• **Work instructions**
Scan the entries below and state how many lines contain "glob". No other output.

• **Stored data**
PR #6566, opened 2025-02-27
H-4103: Write test for common Policies

TimDiekmann:

We require a set of policies to drive the Graph in general. This PR adds common policies and missing features associated with them.

## 🚫 Blocked by

- https://github.com/hashintel/hash/pull/6518

## 🔍 What does this change?

- Add `IsAllTypes` and `IsAnyType` to restrict policies to multiple (at least one or all) types in an entity
- Allow filtering entity types (A combination of `All`, `Any`, `Not`, `IsBaseUrl` and `IsVersion`
- Add a range of policies for testing
- Run different sets of request against the policies

This PR:

The changes in this PR:

The changes in this PR:

### DIFF
--- a/libs/@local/graph/authorization/src/policies/mod.rs
+++ b/libs/@local/graph/authorization/src/policies/mod.rs
@@ -24,7 +24,8 @@ use self::{
 };
 pub use self::{
     context::{Context, ContextBuilder, ContextError},
-    validation::{PolicyValidationError, Validator},
+    set::{PolicyEvaluationError, PolicySet, PolicySetInsertionError},
+    validation::{PolicyValidationError, PolicyValidator},
 };
 
 #[derive(Debug, Copy, Clone, PartialEq, Eq, Hash, serde::Serialize, serde::Deserialize)]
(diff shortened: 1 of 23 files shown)


libs/@local/graph/authorization/src/policies/mod.rs
```diff
@@ -135,6 +142,23 @@ impl Policy {
...
+        //     } => {
+        //         let resource_filter =
+        //             if arg1.expr_kind() == ast::ExprKind::Lit(ast::Literal::Bool(true)) {
+        //                 Some(arg2)
+        //             } else {
+        //                 None
+        //             };
+        //     }
+        //     _ => return Err(InvalidPolicy::InvalidSyntax.into()),
+        // };
```
TimDiekmann, line 160: Initial attempt to translate a filter from Cedar to our syntax. As we don't need it (yet) I commented out.

CiaranMn (dismissed):

TimDiekmann:
Rebased onto `main`.

CiaranMn (approved):

PR #6644, opened 2025-03-07
H-4183: Enforce correct ordered list numbering in markdown files

TimDiekmann:

# Use proper markdown enumerations

Currently, we are forced to write enumerations like this:

```
1. ...
1. ...
1. ...
```

Instead, it would be better to write them as

```
1. ...
2. ...
3. ...
```

The idea was to make it easier to add new items, but it’s bad for readability and also with AI it’s trivial to update. Probably even linters can easily do that. Actually, I would prefer that every line needs a change if something was inserted before the end.

## 🔍 What does this change?

- Enforce correct ordered list numbering in markdown files
- Update markdownlint commands to use mise exec


apps/hash/README.md
```diff
@@ -139,13 +139,15 @@ See the [respective section in the parent README](../README.md#hash) for descrip
...
-1. Log in
+9. Log in
 
    There are three users seeded automatically for development. Their passwords are all `password`.
 
    - `alice@example.com`, `bob@example.com` – regular users
    - `admin@example.com` – an admin
 
+10. Create an account
+
```
CiaranMn, line 150:
```suggestion
```

PR #6648, opened 2025-03-07
H-4176: Add Model Context Protocol (MCP) servers for Linear, Notion

CiaranMn:

This PR adds [MCP](https://modelcontextprotocol.io/introduction) servers to help in AI-assisted development for:
1. Linear: retrieve issues in current sprint; get single issue and comments.
2. Notion: search pages by title; retrieve page content.

Instructions on adding each to Cursor and Claude Code are included.

It also adds config to automatically load the FileSystem MCP in Cursor, and instructions on how to add the GitHub MCP to Cursor.

This PR:

The changes in this PR:

The changes in this PR:

## ❓ How to test this?

1. Try using the MCP servers in Cursor


apps/mcp/linear/package.json
```diff
@@ -0,0 +1,36 @@
...
+  "name": "@apps/linear-mcp",
+  "version": "0.1.0",
+  "private": true,
+  "description": "MCP server for basic Linear operations",
+  "license": "AGPL-3.0",
+  "type": "module",
+  "bin": "./dist/index.js",
+  "scripts": {
+    "build": "rimraf dist && tsc --build && shx chmod +x dist/*.js",
+    "dev": "chokidar 'dist/main.js' -c 'chmod +x dist/main.js' & tsc --noCheck --watch & yarn inspector & shx chmod +x dist/*.js",
```
TimDiekmann, line 11: Is it intended that all these commands should run in the background (`&`) instead of sequentially (`&&`)?

TimDiekmann (approved):

vilkinsons (approved):

apps/mcp/linear/README.md
```diff
@@ -0,0 +1,63 @@
...
+### Claude Code
+
+**Note**: the Claude config is currently saved for the **directory you ran it from**.
+
+If you move to a different directory, the MCP server will not be there and will need to be readded.
+
+See [this issue](https://github.com/anthropics/claude-code/issues/374).
+
+1. Set `MCP_LINEAR_API_KEY=YOUR_INTEGRATION_SECRET` in the root `.env.local`
+2. `claude mcp add linear yarn workspace @apps/linear-mcp start`
```
TimDiekmann, line 41: I used a slightly different approach btw: I used `Claude mcp add`, added the command, and specified the environment here. That avoids having the MCP key in `.env.local`.

CiaranMn: That works too. The advantage for me in having it in `.env.local` is if I run Claude from a different directory for some reason, I don't have to get the key again and add it (since the config is directory-scoped). I don't think it makes a big difference though. If Cursor worked with loading env from the repo it would be better as you'd only need to write it to `env.local` once and then forget about it rather than having to repeatedly get it.

TimDiekmann (approved):

vilkinsons (approved):

apps/mcp/linear/package.json
CiaranMn: Yes – the `tsc --watch` is recompiling the TS files to JS when the source changes, and `chokidar` is setting `main.js` to be executable when it's recreated. So these two need to keep watching to reactively change files. Then the inspector is the UI client for debugging

vilkinsons:
@CiaranMn Originally [booted](https://github.com/hashintel/hash/actions/runs/13752720314/job/38455714946) from the MQ for lint + deployment failures.

TimDiekmann (dismissed):

vilkinsons (approved):

vilkinsons (approved):

PR #6654, opened 2025-03-09
H-3568: Create diagrams for dependencies for in-code documentation

TimDiekmann:

When looking at crate documentation it's not immediately visible what crates are depending on this crate or what crates this crate depends on. This initiative creates mermaid diagrams and inserts them into the Rustdoc-generated output.

## 🔍 What does this change?

- Add a `dependency-diagram` subcommand to `repo-chores`
- Update all workspace crates to generate a dependency graph

This PR:

The changes in this PR:

The changes in this PR:

## ⚠️ Known issues

- Displaying the mermaid in the docs requires a script
- To include the mermaid into the docs we use the `simple-mermaid` crate. It's required to be a normal dependency, not a dev-dependency due to how rustdoc works. The crate only imports a script and includes the mermaid, so it's really simple. We could do that on our own if needed.

## 🛡 What tests cover this?

- We have a CI step to verify this

## ❓ How to test this?

Run `cargo doc --workspace --no-deps --all-features --open` to view the generated documentation.

## 📹 Demo

```text
Generate a dependency diagram in Mermaid format

Usage: repo-chores-cli dependency-diagram [OPTIONS]

Options:
  -o, --output <OUTPUT>
          Output file path for the mermaid diagram
          
          When specified, writes the diagram to this file path. When not specified, outputs to stdout.

  -i, --include <INCLUDE>
          Include only crates matching these patterns
          
          Supports glob patterns like "*-graph*" to filter which crates are included. When multiple patterns are
          provided, crates matching any pattern are included.

  -e, --exclude <EXCLUDE>
          Crates to exclude from the diagram
          
          Supports glob patterns like "*-test*" to filter which crates are excluded. When multiple patterns are
          provided, crates matching any pattern are excluded.

  -r, --root <ROOT>
          The root crate to highlight with a thicker border (if any)
          
          When specified, this crate will be highlighted in the diagram with thicker borders.

      --root-deps-only
          Show only dependencies of the root crate
          
          When enabled, the diagram will only include the root crate and its dependencies (direct and transitive).
          Requires the `--root` option.

      --root-deps-and-dependents
          Show both dependencies and dependents of the root crate
          
          When enabled, the diagram will include crates that depend on the root crate as well as the root crate's
          dependencies. Requires the `--root` option.

      --link-mode <LINK_MODE>
          Link generation mode
          
          Controls how documentation links are generated in the diagram.

          Possible values:
          - all:       Create documentation links for all crates
          - non-roots: Create documentation links for all crates except the root
          - none:      Don't create documentation links for any crates

  -n, --no-dedup-transitive
          Do not deduplicate transitive dependencies
          
          By default, the diagram deduplicates transitive dependencies for clarity. Enable this flag to show all
          dependencies even if they're transitive.

  -t, --include-dev-deps
          Include dev dependencies (used for tests and examples)
          
          When enabled, includes dev dependencies in the diagram with dotted arrow style.

  -b, --include-build-deps
          Include build dependencies (used for build scripts)
          
          When enabled, includes build dependencies in the diagram with dashed arrow style.

  -h, --help
          Print help (see a summary with '-h')
```

Example for `hash-graph` as root. In the crate documentation the crates are clickable so you can navigate between crates quicker.

```mermaid
graph TD
    %% Configure the diagram
    linkStyle default stroke-width:1.5px
    classDef default stroke-width:1px
    classDef root stroke-width:3px
    classDef dev stroke-width:1px
    classDef build stroke-width:1px
    %% Legend
    %% --> : Normal dependency
    %% -.-> : Dev dependency
    %% ---> : Build dependency
    0[hash-graph]
    class 0 root
    1[type-system]
    2[hash-tracing]
    3[hash-temporal-client]
    4[hash-graph-types]
    5[hash-graph-type-fetcher]
    6[hash-graph-test-server]
    class 6 dev
    7[hash-graph-store]
    8[hash-graph-postgres-store]
    9[hash-graph-authorization]
    10[hash-graph-api]
    11[hash-codec]
    12[harpc-server]
    13[harpc-codec]
    14[error-stack]
    15[hash-graph-test-data]
    class 15 dev
    16[hash-graph-temporal-versioning]
    17[hash-status]
    18[hash-graph-type-defs]
    19[hash-graph-validation]
    20[harpc-types]
    21[harpc-tower]
    22[harpc-system]
    23[harpc-client]
    24[harpc-wire-protocol]
    25[harpc-net]
    0 --> 2
    0 --> 6
    1 -.-> 15
    1 --> 11
    2 --> 14
    3 --> 4
    4 --> 1
    4 --> 16
    5 --> 7
    6 --> 10
    7 --> 3
    7 --> 9
    8 --> 17
    8 --> 19
    9 --> 4
    10 --> 5
    10 --> 18
    10 --> 8
    10 --> 12
    11 --> 24
    12 -.-> 4
    12 -.-> 23
    13 --> 20
    13 --> 14
    16 --> 11
    18 --> 17
    19 --> 7
    21 -.-> 25
    21 --> 25
    22 --> 21
    23 --> 22
    24 -.-> 20
    24 --> 20
    24 --> 14
    25 -.-> 13
    25 --> 11
    25 --> 13
```


apps/hash-graph/src/main.rs
```diff
@@ -1,3 +1,7 @@
+//! # Hash Graph
```
vilkinsons, line 1:
```suggestion
//! # HASH Graph
```

libs/@local/hql/span/src/lib.rs
```diff
@@ -1,3 +1,7 @@
+//! # HQL Span
```
vilkinsons, line 1:
```suggestion
//! # HashQL Span
```

libs/@local/repo-chores/rust/src/lib.rs
```diff
@@ -1,3 +1,11 @@
+//! # Hash Repo Chores
```
vilkinsons, line 1:
```suggestion
//! # HASH Repo Chores
```

vilkinsons (approved):

vilkinsons:
> To include the mermaid into the docs we use the simple-mermaid crate. It's required to be a normal dependency, not a dev-dependency due to how rustdoc works. The crate only imports a script and includes the mermaid, so it's really simple. We could do that on our own if needed.

@TimDiekmann Captured this as [H-4195](https://linear.app/hash/issue/H-4195).

CiaranMn (approved):

PR #6728, opened 2025-03-19
H-4241: Don't allow coercing single GraphQL inputs into arrays

CiaranMn:

The [GraphQL spec](https://spec.graphql.org/draft/#sel-FAHjBJFCAACE_Gh7d) allows clients to pass a single value where  a list of values is expected, and to have this coerced into a list of size 1. 

Because of this, by default the codegen tool we use to generate TS types from GraphQL schemas produces types where single values are acceptable for arrays. This meant we didn't notice an issue converting from a query accepting `VersionedUrl[]` moving to `VersionedUrl[][]` – passing a single `VersionedUrl[]` was not producing a type error. The effect of this is that adding multiple types to an entity caused a crash. 

The PR fixes that by disabling the array input coercion behavior, and also moves common GraphQL codegen configs into a shared place so that it's easier to modify it for all places we are using the codegen. There's more that could be done to reduce duplication across configs but the abstraction is probably more effort than it's worth at this point (because it would need to take various arguments which vary across codegen config locations).

As a drive-by I also stopped the app making requests to the API for things that aren't available for a local draft entity, which wasn't causing any crashes or breaking anything, but was polluting error logs with bad requests.

This PR:

The changes in this PR:

The changes in this PR:

## 🛡 What tests cover this?

- Existing tests cover entity creation and updating but not yet multiple types.

## ❓ How to test this?

1. Check that creating a new entity and adding a couple of types to it works (you don't need to save it to the db, in prod it is crashing at the point of adding a second type to a local draft entity)


TimDiekmann (dismissed):
Oh, that explains a lot, thank you. Except a few linting errors due to #6718 it looks good 🙂

TimDiekmann (approved):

• **Response to the task**
2